As a modern therapist, you have a lot of different EHRs to choose from. We're quite a bit different than the rest! Here is how.
The market is already littered with tools to help you run your private practice. Unfortunately, most of these tools are the same. They have uninspired designs, clunky interfaces, and no driving philosophy. They're just a collection of features that barely fit together.
We've redesigned the EHR around an original, new philosophy called The Picnic Way. With novel workflows, a fresh point of view, and an utter commitment to simplicity, we've built PracticePicnic to be like no other EHR you've seen before.
Below, you'll find a list of things we hold dear. These are the promises we make to you and the principles we use to guide our product. The rest of the market is aimlessly slapping features together, but not us. Here's what we believe. Here's what matters to us.
We're not here to make a quick buck. We're here to offer a great product, and charge a fair price for it. We like to keep things simple. Our prices are always going to be transparent, and we'll never try to upsell you things you don't need. We're a small business ourselves, so we know how annoying it is to be nickel-and-dimed. We're not going to do that to you. We simply want to provide an excellent good at an honest price.
Trusting software businesses is harder today than it has ever been. A new company will pop up, only to disappear a few years later, collapsing financially or being acquired by a larger company. We absolutely hate this trend. That's why we're a completely self-funded company. We haven't raised a single dollar from venture capitalists, and we don't ever plan to. That means there is no investor pressure to make short-sighted decisions. We promise to only make decisions that prioritize the long term sustainability of the company.
Everyone is talking about AI right now. While we think the advances in recent years are impressive and promising for the future, we're not interested in blindly applying them without understanding their consequences. That goes for AI, Crypto, Blockchain, and any other trend that comes along. Unlike many other players in the tech world, we're going to invest in the things that won't change, the stable, proven tools that we know for a fact, provide high value and are likely to still be around in 10 years.

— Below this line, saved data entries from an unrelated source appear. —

PR #1001, opened 2021-02-12
chore: Reduce the usage of Mac OS in the tests

jjtang1985:
It happened 5+ times (on Feb.12th) that the GH Actions cost 20+ minute, because of the waiting time of the Mac OS containers.
I guess with more people working on it, it's harder to get the containers.

In this PR, I would like to minimise the usage of the Mac OS container and only keep using one.

I disabled the combination of Mac OS and node 10, since we still have two cases below:
- Mac OS and node 12
- ubuntu and node 10 

Let me know your opinion.

### DIFF
--- a/.github/workflows/build.yml
+++ b/.github/workflows/build.yml
@@ -16,6 +16,9 @@ jobs:
       matrix:
         os: [macos-latest, ubuntu-latest]
         node-version: [10.x, 12.x]
+        exclude:
+          - os: macos-latest
+            node: 10.x
     steps:
       - uses: actions/checkout@v1
       - name: Get yarn cache directory path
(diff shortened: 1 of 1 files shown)


FrankEssenberger:
For me it is fine to just use one mac container. In general I would prefer to have also one windows container in the mix, because mac should be more like unix so, but windows is real different.

jjtang1985:
> In general I would prefer to have also one windows container in the mix, because mac should be more like unix so, but windows is real different.

For windows, we have a separate ticket, because we have to fix something before enabling. Also, windows is slower than Mac OS and ubuntu, which needs to be evaluated again.

FrankEssenberger (approved):
LGTM

marikaner (approved):
Agreed.

PR #1014, opened 2021-02-17
chore: Add tests for stack logging

FrankEssenberger:
We have tests for the exception logger. Also if you call `logger.error(Error)` it will log the stack now. Documentation will come.


florian-richter (approved):
Looks good to me.

Issue #931, opened 2021-01-21
Cannot create entity due to "`entity.getCustomFields` is not a function


marikaner:
**Describe the bug**
When creating a custom client and executing create requests the error above occurs, while this has worked before.

marikaner:
Requested previous and current version from user.

blaart:
hi I have the same problem (for me first time using this). I use v1.37.0.
I get this on this call on the .create:
await OrderSet
      .requestBuilder()
      .create(orderSet)
      .execute(..)

marikaner:
Thanks @blaart, we will investigate this and try to solve it as soon as possible. Does your `orderSet` instance contain navigation properties?

blaart:
Thanks, @marikaner, the orderSet has several navigation properties (some in an array)

blaart:
Same problem with .update by the way

ja-ne:
Hi, I can reproduce this for versions >1.34.0 as well. Is there a workaround other than leaving out navigation properties (I've only tested with array navigation properties)?

Thanks in advance.

marikaner:
Hey @blaart and @ja-ne,

I am on it, but I am currently unable to reproduce this problem, therefore I am also not able to give you any good advice for a workaround (maybe stay with a version < 1.34).

Could you please provide a small example on how you are building the entity that you want to create?

marikaner:
Ok, I just confirmed a suspicion.

It seems that you are not building the entities as intended, with the entity builder:

```ts
const navProperty = SomeNavProperty().builder().someProperty('navProperty').build();
const myEntity = MyEntity.builder().someNavProperty(navProperty).build();
```

Instead are trying to use an object:
```ts
const myEntity = {
  someNavProperty: {
    someProperty: 'navProperty'
  }
};
```

Is this possible? If yes, can you give me a bit more context why you are doing it this way? It seems that this is not a single case, therefore I would be interested, whether we could / should improve our usability here.

ja-ne:
Hi @marikaner,
thanks for the quick response.

You are right, I do not use the entity builder as you described but the `.fromJson` method of the parent entity.

For example:
```
//entityJson comes from somewhere else
const entityJson = {
  firstProperty: 'firstValue',
  toNavigationProperty: [{
      "navigationProperty": 'value'
    }]
};
const entity: MyEntity= MyEntity.builder().fromJson(entityJson);
```

[...]

PR #1018, opened 2021-02-18
fix: Fix entityBuilder.fromJson() to accept actual JSON

marikaner:
Related to #931. Transforms JSON to an entity without assuming instances of entity for navigation properties.


packages/core/src/odata-common/entity-builder.ts
```diff
@@ -49,24 +63,44 @@ export class EntityBuilder<EntityT extends Entity, JsonT> {
...
+      ([key]) => typeof entityBuilder[key] === 'function'
+    );
+
+    entityEntries.forEach(([key, value]) => {
+      const propertyValue = isNavigationProperty(key, entityConstructor)
+        ? buildNavigationPropertyFromJson(key, value, entityConstructor)
+        : value;
+
+      entityBuilder[key](propertyValue);
+    }, entityBuilder);
```
jjtang1985, line 81: question:
Can I remove the second parameter `entityBuilder` of the `forEach` in line 81?

packages/core/src/odata-common/entity-builder.ts
```diff
@@ -82,3 +116,26 @@ export class EntityBuilder<EntityT extends Entity, JsonT> {
 function toClassName(entityName: string) {
   return entityName.substr(entityName.indexOf('_') + 1);
 }
+
+function buildNavigationPropertyFromJson<EntityT extends Entity>(
+  key: string,
+  value: FromJsonType<unknown>,
+  entityConstructor: Constructable<EntityT>
+) {
```
jjtang1985, line 124: minor: add a return type

packages/core/src/odata-common/entity-builder.ts
```diff
@@ -49,24 +63,44 @@ export class EntityBuilder<EntityT extends Entity, JsonT> {
...
-      if (typeof entityBuilder[key] === 'function') {
-        entityBuilder[key](value);
-      }
-      if (key === '_customFields') {
-        entityBuilder.withCustomFields(value as Record<string, any>);
-      }
-    });
+    const entityConstructor = this._entityConstructor;
+
+    const [entityEntries, customEntries] = partition(
```
jjtang1985, line 70: Instead of `Partial `, `FromJsonType` is used, which is more complicated but should be more precise.
I see the type of `entityEntries` has been changed from `[string, unkonwn][]` to `[string, any][]`.
Could you please share more insights about the benefit of the new type?

packages/core/src/odata-common/entity-builder.ts
```diff
@@ -1,12 +1,28 @@
-import { createLogger } from '@sap-cloud-sdk/util';
+import {
```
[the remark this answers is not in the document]
marikaner: Done - I was waiting for the release ;)

packages/core/src/odata-common/entity-builder.ts
```diff
@@ -1,12 +1,28 @@
...
+  [key: string]: any;
+} & {
+  [P in keyof T]?: T[P] extends (infer U)[]
+    ? U extends Record<string, any>
+      ? FromJsonType<U>[]
+      : T[P]
+    : T[P] extends Record<string, any>
+    ? FromJsonType<T[P]>
+    : T[P];
+};
```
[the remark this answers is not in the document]
marikaner: Are you able to fix that in lint? ;)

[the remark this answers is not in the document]
marikaner: duplicate

packages/core/src/odata-common/entity-builder.spec.ts
```diff
@@ -38,40 +40,145 @@ describe('EntityBuilder', () => {
...
-    entityJson['_customFields'] = { additionalField: 'someAdditionalValue' };
-    const actual = builder.fromJson(entityJson);
-    expect(actual.stringProperty).toBe(entityJson.stringProperty);
-    expect(actual.getCustomFields()).toEqual(entityJson['_customFields']);
-    expect(actual.toSingleLink.stringProperty).toBe(
-      linkedEntity.stringProperty
-    );
-    expect(actual.toSingleLink.getCustomFields()).toEqual(
-      linkedEntity.getCustomFields()
-    );
```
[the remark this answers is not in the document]
marikaner: Yes.

packages/core/src/odata-common/entity-builder.ts
marikaner: The `Partial` type was just completely wrong ;)
1. Not recursive:
```ts
const bupaJson = {
  firstName: 'Peter',
  to_Adress: [
    city: 'Berlin'
  ]
}
```

If you try to assign it to a variable with `Partial<BusinessPartner>` this will not work, because `Partial` is not recursive and you have to specify every property of the address, that is not optional.

2. Did not allow `_customFields`
There was an implementation to account for `_customFields`, but according to the type, you weren't able to set those.
I deprecated this behavior and instead allowed to set unknown properties directly.

packages/core/src/odata-common/entity-builder.ts
marikaner, line 81:
```suggestion
    });
```

packages/core/src/odata-common/entity-builder.ts
marikaner: Done

packages/core/src/odata-common/entity-builder.ts
```diff
@@ -1,12 +1,28 @@
...
 import type { Constructable, Entity } from './entity';
-import { toStaticPropertyFormat } from './name-converter';
+import { isNavigationProperty } from './properties-util';
 
 const logger = createLogger({
   package: 'core',
   messageContext: 'entity-builder'
 });
 
+type FromJsonType<T> = {
```
FrankEssenberger, line 14: could you add some explaining text which this type does. My conditional type magic is not so powerful to grasp this quicly.

packages/core/src/odata-common/entity-builder.spec.ts
```diff
@@ -38,40 +40,145 @@ describe('EntityBuilder', () => {
...
     const actual = TestEntity.builder()
-      .dateTimeProperty(expected.dateTimeProperty)
+      .dateProperty(expected.dateProperty)
       .decimalProperty(expected.decimalProperty)
       .build();
 
     expect(expected).toEqual(actual);
   });
+
+  describe('fromJson', () => {
```
FrankEssenberger, line 57: The `fromJson` method is called recursivly via the `buildNavigationPropertyFromJson` could you also add a test for this case in other words at least two levels of nested json properties.

packages/core/src/odata-common/entity-builder.ts
```diff
@@ -82,3 +116,30 @@ export class EntityBuilder<EntityT extends Entity, JsonT> {
...
+        buildSingleEntityFromJson(item, linkedEntityConstructor)
+      )
+    : buildSingleEntityFromJson(value, linkedEntityConstructor);
+}
+
+function buildSingleEntityFromJson<LinkedEntityT extends Entity>(
+  json: FromJsonType<unknown>,
+  linkedEntityConstructor: Constructable<LinkedEntityT>
+): LinkedEntityT {
+  return json instanceof linkedEntityConstructor
```
FrankEssenberger, line 142: Is this correct? From a quick look I would guess that if it is a `linkedEntityConstructor ` you can not return it directly but need to call a builder?

packages/core/src/odata-common/entity-builder.spec.ts
```diff
@@ -38,40 +40,145 @@ describe('EntityBuilder', () => {
...
+    it('should build an entity from json', () => {
```
FrankEssenberger, line 58: Could you perhaps also add one E2E test with the custom fields for the `GET` and `CREATE/UPDATE` case so that we see, that serialization/desrialization works end to end.

FrankEssenberger (changes requested):
Only minor comment and question.

packages/core/src/odata-common/entity-builder.ts
marikaner: Done.

packages/core/src/odata-common/entity-builder.spec.ts
marikaner: What case would be covered, that currently isn't?
Exactly because the function is called recursively, it is called again and therefore if it works on the first level, it works on all levels. Maybe I am missing something?

marikaner: Will add as discussed

packages/core/src/odata-common/entity-builder.spec.ts
marikaner: Not necessary, as serializers are not called for custom fields.

packages/core/src/odata-common/entity-builder.spec.ts
marikaner: Done

packages/core/src/odata-common/entity-builder.ts
marikaner: It is a little awkward, but we are looking at `instanceof` and the constructor is basically the class.

packages/core/src/odata-common/entity-builder.ts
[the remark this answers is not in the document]
jjtang1985:
```
/* eslint-disable */
/* eslint-enable */
```

jjtang1985 (approved):
LGTM. There is a minor comment about lint.

FrankEssenberger (approved):
LGTM

jjtang1985:
@marikaner would you like to fix the merge conflict and merge?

Our founder has worked in cybersecurity for many years, and has started a successful privacy-oriented company in the past. Today, our data is one of the most important assets we have. Examples of irresponsible tech companies mishandling sensitive user data are everywhere. Every feature we build, every decision we make, is done with security and privacy in mind. This might mean that we take a little longer than others to build new features, but we think the tradeoff is worth it. Better to build something right, than to build it fast and insecure.
Cliche? Maybe. But we really mean it. We've invested a lot of resources into the things our users care about most: user experience, customer support, and reliability. We promise to treat you like a human, not a number on a spreadsheet like most other companies do. We promise to act with integrity, and to always do what we believe to be right. We promise to listen to your feedback, and to build the features that will help improve your life. We promise to put you first.
We hate clunky software. We're not interested in building software that barely does what you need, all the while being incredibly unpleasant to use. We're interested in building software is an absolute joy to use. Features should be designed with user experience and ease of use in mind, not to check a box on a list. Each feature in PracticePicnic has been carefully designed, and thought through, and each future feature will be as well.
We don't just care about what we're doing, we also care about how we're doing it. Whether it's the product we're building or the customer service we're providing, the process we're following is as important to us as the end result. We're not going to take software engineering shortcuts on things that require careful attention just to rush a feature out the door. We're not going to respond to our customer questions with unhelpful automated messages, or copy-and-pasted responses just to cut costs. We're going to do our best to do things the right way.
We're a small business that's trying to make our tiny corner of the world better. Unlike other tech companies (especially those backed by venture capital), we're not trying to dominate the world of healthcare or become a monopoly. As the company grows, we'd like to proportionally grow our impact on the larger industry, but we're going to take things one step at a time. Right now, we're just trying to make the lives of our users within our tiny niche a little bit better.
As a business, it's easy to get caught up in only thinking about the bottom line. We are a for-profit venture, so there is no getting around the fact that our profits are important to us. But we constantly remind ourselves that we started this company primarily to make the world a better place through software. Being profitable is a means to that end, not the end itself. We're going to do our best to not lose sight of that.
We care about the impact our work has on the world. We'd like our product to make the world better, not worse. This means that we're going to try to be as ethical as we can in all of our business practices. We're not interested in predatory pricing strategies, using dark patterns to trick users, selling private user data, lying to our customers, or any other unethical business behavior. We understand that what is and is not ethical is always hard to define, but know that we're going to do our best to think through the consequences of our actions, and to act in a way that we believe to be ethical.